出典】国土地理院webサイト「地図・空中写真閲覧サービス」https://service.gsi.go.jp/map-photos/
 整理番号:CCB7512 コース番号:C13 写真番号:10 撮影年月日:1975(昭50)/09/24

Ⅱ 転車台が設置されていた期間の考察

 下に示すのは1929(昭4)年11月に調製された名古屋鉄道局「線路一覧略図」の図面です。直江津駅の所に付けられている斜線2本が入った丸印が転車台の記号で、その下の「上18」は上路式18mの転車台であることを表しています(直江津駅には転車台を2台設置)。一方、郷津駅にはこの記号が付いていないので1929年11月頃にはまだ転車台が無かったことが分かります。

 
 また、この「線路一覧略図」を使って北陸本線全区間における転車台の設置状況を整理したものが表1で、線内12か所に転車台がありました(米原駅は東海道本線、直江津駅は信越本線の駅になるので、表には反映していません)。郷津駅の19.3mの転車台は敦賀駅、富山駅に次いで大きなものであったことも分かります。

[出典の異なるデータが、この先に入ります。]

PR #2857, opened 2026-01-29
Add metrics to track exhausted retries and retry counts

mpritham:
## Before this PR
We'd like to gain better visibility into Dialogue's retrying behavior. Initially, we'd like to gather some data on which services consistently exhaust their retries, and the distributions of retries needed for requests to succeed.

## After this PR

==COMMIT_MSG==
Add metrics to track exhausted retries and retry counts
==COMMIT_MSG==

### DIFF
--- a/dialogue-core/src/main/java/com/palantir/dialogue/core/RetryingChannel.java
+++ b/dialogue-core/src/main/java/com/palantir/dialogue/core/RetryingChannel.java
@@ -287,13 +287,16 @@ final class RetryingChannel implements EndpointChannel {
             DialogueFutures.addDirectCallback(result, new FutureCallback<>() {
                 @Override
                 public void onSuccess(@Nullable Response response) {
-                    if (Responses.isSuccess(response)) {
-                        retryCountSuccessHistogram.get().update(failures);
-                    } else {
-                        retryCountFailureHistogram.get().update(failures);
-                    }
                     if (failures > 0) {
                         span.complete(RetryingCallbackTranslator.INSTANCE, RetryingCallback.this);
+                        if (Responses.isSuccess(response)) {
+                            retryCountSuccessHistogram.get().update(failures);
+                        } else {
+                            retryCountFailureHistogram.get().update(failures);
+                        }
+                    } else if (requestCanBeRetried()) {
+                        // Only update the success metric if the request was retry-able.
+                        retryCountSuccessHistogram.get().update(failures);
                     }
                 }
 
--- a/dialogue-core/src/main/java/com/palantir/dialogue/core/RetryingChannel.java
+++ b/dialogue-core/src/main/java/com/palantir/dialogue/core/RetryingChannel.java
@@ -157,6 +157,29 @@ final class RetryingChannel implements EndpointChannel {
                 () -> ThreadLocalRandom.current().nextDouble());
     }
 
+    @VisibleForTesting
+    RetryingChannel(
+            EndpointChannel delegate,
+            Endpoint endpoint,
+            String channelName,
+            TaggedMetricRegistry taggedMetricRegistry,
+            int maxRetries,
+            Duration backoffSlotSize,
+            ClientConfiguration.ServerQoS serverQoS,
+            ClientConfiguration.RetryOnTimeout retryOnTimeout) {
+        this(
+                delegate,
+                endpoint,
+                channelName,
+                taggedMetricRegistry,
+                maxRetries,
+                backoffSlotSize,
+                serverQoS,
+                retryOnTimeout,
+                sharedScheduler.get(),
+                () -> ThreadLocalRandom.current().nextDouble());
+    }
+
     private RetryingChannel(
             EndpointChannel delegate,
             Endpoint endpoint,
@@ -263,10 +286,14 @@ final class RetryingChannel implements EndpointChannel {
             ListenableFuture<Response> result = wrap(delegate.execute(request));
             DialogueFutures.addDirectCallback(result, new FutureCallback<>() {
                 @Override
-                public void onSuccess(@Nullable Response _response) {
+                public void onSuccess(@Nullable Response response) {
                     if (failures > 0) {
                         span.complete(RetryingCallbackTranslator.INSTANCE, RetryingCallback.this);
-                        retryCountSuccessHistogram.get().update(failures);
+                        if (Responses.isSuccess(response)) {
+                            retryCountSuccessHistogram.get().update(failures);
+                        } else {
+                            retryCountFailureHistogram.get().update(failures);
+                        }
                     }
                 }
 
--- a/dialogue-core/src/main/java/com/palantir/dialogue/core/RetryingChannel.java
+++ b/dialogue-core/src/main/java/com/palantir/dialogue/core/RetryingChannel.java
@@ -287,21 +287,21 @@ final class RetryingChannel implements EndpointChannel {
             DialogueFutures.addDirectCallback(result, new FutureCallback<>() {
                 @Override
                 public void onSuccess(@Nullable Response response) {
+                    if (Responses.isSuccess(response)) {
+                        retryCountSuccessHistogram.get().update(failures);
+                    } else {
+                        retryCountFailureHistogram.get().update(failures);
+                    }
                     if (failures > 0) {
                         span.complete(RetryingCallbackTranslator.INSTANCE, RetryingCallback.this);
-                        if (Responses.isSuccess(response)) {
-                            retryCountSuccessHistogram.get().update(failures);
-                        } else {
-                            retryCountFailureHistogram.get().update(failures);
-                        }
                     }
                 }
 
                 @Override
                 public void onFailure(Throwable _throwable) {
+                    retryCountFailureHistogram.get().update(failures);
                     if (failures > 0) {
                         span.complete(RetryingCallbackTranslator.INSTANCE, RetryingCallback.this);
-                        retryCountFailureHistogram.get().update(failures);
                     }
                 }
             });
--- a/dialogue-core/src/main/java/com/palantir/dialogue/core/RetryingChannel.java
+++ b/dialogue-core/src/main/java/com/palantir/dialogue/core/RetryingChannel.java
@@ -250,14 +250,22 @@ final class RetryingChannel implements EndpointChannel {
 
         ListenableFuture<Response> execute() {
             ListenableFuture<Response> result = wrap(delegate.execute(request));
-            result.addListener(
-                    () -> {
-                        if (failures > 0) {
-                            span.complete(RetryingCallbackTranslator.INSTANCE, this);
-                            retryCountHistogram.get().update(failures);
-                        }
-                    },
-                    DialogueFutures.safeDirectExecutor());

   表1 1929(昭4)年当時の北陸本線各駅の転車台
   

 次に、《鉄道統計》の「土地及建造物数量表」(1934(昭9)年度以前)・「停車場建造物数量表」(1935(昭10)年度以降)により、各年度末における北陸本線内の機関車用転車台の設置箇所数を整理してみます(表2)。なお、北陸本線は元々全区間が名古屋鉄道局の所管でしたが、新潟鉄道局新設から7か月後の1937(昭12)年4月1日に泊(局界)-直江津間が同局に移管されましたので、1937年度以降は鉄道局ごとに数を整理しています。

   表2 北陸本線各駅の転車台数の推移
   

 新潟鉄道局への一部区間移管後に着目すると、同局内での設置箇所数は1937年度末時点で2であり、これは当時の配線略図と照らし合わせて糸魚川駅と郷津駅の転車台であることは明白です。これが1940年度には1に減っているので、郷津駅の転車台は同年度中に廃止され、上に示した配線略図はこの際に手書きで修正が加えられたものと考えます。
 一方、名古屋鉄道局についてみると1928年度末時点は表1と一致する12か所で、翌年度に1か所増えて13か所となり、新潟鉄道局への一部区間移管まで変化はありません。また、1937年度末時点の両局の合計も同数であることからすると、この13か所には表1の12か所と郷津駅の分が含まれていると捉えてよさそうです。
 以上、「線路一覧略図」と統計の推移を合わせて考えると、郷津駅には1929(昭4)年度下期に転車台が新設され、1940(昭15)年度に廃止されたと推定しますがいかがでしょうか?